Improving the Calibration of Long Term Predictions of Heart Failure Rehospitalizations using Medical Concept Embedding
Proceedings of AAAI Spring Symposium on Survival Prediction - Algorithms, Challenges, and Applications 2021, PMLR 146:70-82, 2021.
‘Medical concept embedding’ aims to provide vector representations of International Statistical Classification of Diseases (ICD) codes such that the relationship between two vectors mirrors the conceptual relationship between the two diagnoses or clinical interventions. Despite the growing interest in vector representations of clinical information in electronic health records (EHR), the utility of embedding methods has not been examined in the context of predicting individualized survival distributions (ISD).
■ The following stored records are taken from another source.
PR #1301, opened 2024-06-07
Update error handling of actions

timfelle:
This pull request updates the error handling of actions to improve the overall reliability and stability of the code. The changes include better error messages and improved error handling logic.

Please do not manually merge this PR. Update the following repository level changes on github:

- Branch requirements should be assigned to the completion step for both main and develop.
	- The completion job should be the only requirement set `develop / Develop PR Ready` since that job checks all the others. This allow us to extend the CI pipeline later, without modifying the branch protection rules.

EDIT: The previously mentioned repository variables does not support PR's submitted from forks. Those should be removed again.

Depends on #1303

### DIFF
--- a/.github/actions/setup_json-fortran/action.yml
+++ b/.github/actions/setup_json-fortran/action.yml
@@ -44,6 +44,36 @@ outputs:
 runs:
   using: composite
   steps:
+    - name: Check the environment
+      env:
+        INSTALL_DIR: ${{ inputs.install-dir }}
+        WORKING_DIR: ${{ inputs.working-dir }}
+        OS: ${{ inputs.os }}
+        COMPILER: ${{ inputs.compiler }}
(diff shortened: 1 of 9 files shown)


timfelle:
I have added the don't merge label so we can make sure it actually works before you merge it in.

timfelle:
@njansson Alright, we are down to just the macos issues. I don't see what would cause the tests to fail. Do we run with a different version of pfunit?

I have removed the repository variables again. They do not propagate to pull requests opened from a fork, which make them kinda useless in this case. Instead i managed to use a top-level environment block in the workflow which should also make it simple to update if needed.

timfelle:
MacOS issues are now fixed as per #1303

njansson (approved):

timofeymukha (approved):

In this study, we apply ISD methods, specifically Cox-Proportional Hazards with Kalbfleisch-Prentice extension (CoxPH-KP) and Multi-task Logistic Regression (MTLR), to the task of predicting probability of Heart Failure (HF) rehospitalization or mortality, in a population-level database of 40,568 HF hospitalizations over the span of 8 years. Further, we compare performance of these ISD models with versus without code embeddings, that were learned in a temporally disjoint dataset of 229,359 all-cause hospitalizations. All our models show good discrimination in the validation dataset of 8,114 HF hospitalizations, with time-based concordance greater than 70% for every monthly intervals upto 8 years. Finally, we demonstrate that medical concept embedding does not always lead to improved model discrimination, but does improve model calibration, particularly over the longer time scales.